By the end of our swimming session, my little girl was jumping into over four feet of water . . . without her life jacket. Boy, I hope I’m doing this right.



Changing Tough Behavior

Mama Ain't Happy


We’ve all heard the expression, “If mama ain’t happy, ain’t nobody happy.” This is always good for a laugh and it makes for a funny sign to purchase at Cracker Barrel. Also, there is some truth to it. Mothers are often the driving force of morality and civility in a home. They are the embodiment of a home’s comfort and warmth. They are the central figure regarding love and compassion. Yes, if mama ain’t happy, something is terribly wrong and somebody else in the home is doing something wrong.

However, there is an ugly side to this aphorism. What if a mother (or father for that matter) is controlling? What if their wishes are the only one’s that matter? What if this person does not guide with a loving and pious hand but rather rules those beneath her with guilt and the threat of a difficult evening if things do not go exactly her way? Then, nobody’s happy because mama (or daddy) makes everyone miserable.

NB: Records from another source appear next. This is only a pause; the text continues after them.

PR #87, opened 2024-09-27
 Floating point emulation and Calculator Utility 

fhshaik:
Implementation of software based floating point emulation and Calculator Utility to test implemented floating point numbers. For calculator utility, the format is: <float1>  <operation>  <float2>

Floating point numbers must be inputted in a decimal format, for example "1330.39" or "2929.0." Keep this in mind. Allowed operations are <+, -, /, *> (addition, subtraction, division, multiplication). Future operations like square roots and exponentials are planned. These floating-point numbers DO NOT use IEEE standard for floating point numbers. As a result, we have a wider range of floating-point numbers. I hope future students who need floating point numbers for projects will enjoy what I made.

### DIFF
--- a/Makefile
+++ b/Makefile
@@ -87,7 +87,7 @@ $U/initcode: $U/initcode.S
 tags: $(OBJS) _init
 	etags *.S *.c
 
-ULIB = $U/ulib.o $U/usys.o $U/printf.o $U/umalloc.o
+ULIB = $U/ulib.o $U/usys.o $U/printf.o $U/umalloc.o $U/float.o
 
 _%: %.o $(ULIB)
 	$(LD) $(LDFLAGS) -T $U/user.ld -o $@ $^
@@ -132,6 +132,8 @@ UPROGS=\
 	$U/_grind\
 	$U/_wc\
 	$U/_zombie\
+	$U/_calculator\
+	
 
 fs.img: mkfs/mkfs README.md $(UPROGS)
 	mkfs/mkfs fs.img README.md $(UPROGS)
--- a/user/calculator.c
+++ b/user/calculator.c
@@ -1,0 +1,21 @@
+//#include "user/user.h"
+#include "user/float.h"
+
+int main(int argc,char* argv[]){
+	r_float a = dec_to_r_float(argv[1]);
+	r_float b = dec_to_r_float(argv[3]);
+	if(*argv[2] == '+'){
+		print_r_float_to_dec(r_float_add(a, b), 8);
+	}
+	if(*argv[2] == '-'){
+		print_r_float_to_dec(r_float_sub(a, b), 8);
+	}
+	if(*argv[2] == '*'){
+		print_r_float_to_dec(r_float_mul(a, b), 8);
+	}
+	if(*argv[2] == '/'){
+		print_r_float_to_dec(r_float_div(a, b), 8);
+	}
+
+	return 0;
+}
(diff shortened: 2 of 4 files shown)


dtruong33:
I can code review this

ChristopherBrower:
I can code review this as well

ChristopherBrower:
**High Level Checks**:
        - Seems to address the issue, though testing of the code to make sure it actually works happens in later part.
- [x] Does the PR have tests?
        - While it doesn't have specific tests, it has an easy way to test, with the calculator.
        - The formatting seems fine, though perhaps slightly different from the existing code in format, it is not really a big difference, and something a code formatter could change throughout if needed.
        - The OS will compile and boot when you build it. 
        - While there is some comments that seem to partially document the code, I would prefer it if it had more documentation, especially around conversion to floats, and calculation with them, as that seems to be more complex at times.

**Code Checks**:
        - the code seems to work, though perhaps is not the easiest to work with sometimes.
 
        - if calculator is not provided any arguments, it gives a user trap.
        - if you give it an expression, with no spaces, it doesn't do anything
        - it does not handle integers nicely, so if you forget to add .0, it can give strange results
        -  It seems fine, perhaps there could be less bit shifts, or they could be explained better, but it is probably fine. perhaps adding more comments would help.
        - no performance problems I noticed.

Overall, this code seems good, though I would recommend a few changes. First, make sure to add more documentation, perhaps in the form of comments explaining what is happening for some of the bit shifts. Additionally, modify the calculator so it does not give a user trap if there are no arguments provided. Relatedly, if the program is not provided with all the required arguments, output a helpful message telling users what inputs are expected, rather than providing no output at all. Finally, I would make the calculator handle integers better, compared to how it is currently done. For example, with inputs like 127.091 * 3, the result given was 55.557729, which is incorrect; the result should be closer to what is given when both numbers are floats(e.g., 127.091 * 3.0 gives 381.273). While this is not a major issue since you specifically mentioned it, changing it would improve the usability, by addressing a minor inconvenience people might run into.

dtruong33:
**High Level Checks**:
--- The PR fully implements a basic calculator using floats
- [X] Does the PR have tests?
--- Tests not needed
--- No major formatting issues
--- OS compiles and runs like normal
- [ ] Is documentation included?
--- No Javadocs

**Code Checks**:

- [X]  Does the code achieve its intended purpose?
--- The calculator functions as expected with floats
--- Several cases where the calculator freezes
--- The code is well organized
--- The code does not noticeably impact performance nor does the calculator heavily impact performance

All in all the PR successfully implements a basic float calculator utility in XV6 with the usual calculator operations. The code as a whole is well formatted with only minor deviations from XV6's formatting but it is consistent. It is a good addition to XV6 and easy to see its benefits. The only improvements I can see that can be added are documentation, tests, and fixing bugs. Javadocs can be added to better explain how functions work. Finally, there are several bugs that cause the calculator to freeze and lock up, such as if the result is an integer (i.e 9.9+1.1) and if 0.0 is included in multiplication or division operation. But overall, this is a great addition and utility for XV6.

malensek:
This is one that I wasn't sure if it would work out given the complexity, but you did it! Very cool.

I do see the rough edges the CRs above found. The test program / calculator has some issues, but the library itself seems to be quite solid. Really, the main thing here would be fleshing out the calculator so it's a bit more fully featured (in its current state it feels more like a proof of concept), but that would be a great future project for someone else to pick up.

EDIT: I realize you have a pending commit to fix some of the issues. I'll check that out once it's up.

Very nice work. This was quite ambitious and a super cool contribution.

Maybe it is biology, or as we may say in the south, maybe he is just plain ornery. In any case, someone who is constantly in a bad mood (causing everyone else to be miserable) has some deep soul searching to do. Scripture encourages men to be leaders in their homes and it encourages women to be a source of wisdom and trust (Proverbs 31). If a story was written about you, what would it say? At your eulogy, will the preacher have a wealth of positive, or will he pronounce you deceased and a sigh of relief echoe over your family?

“Someday you’ll be nothing but a memory. Make sure it’s a good one.”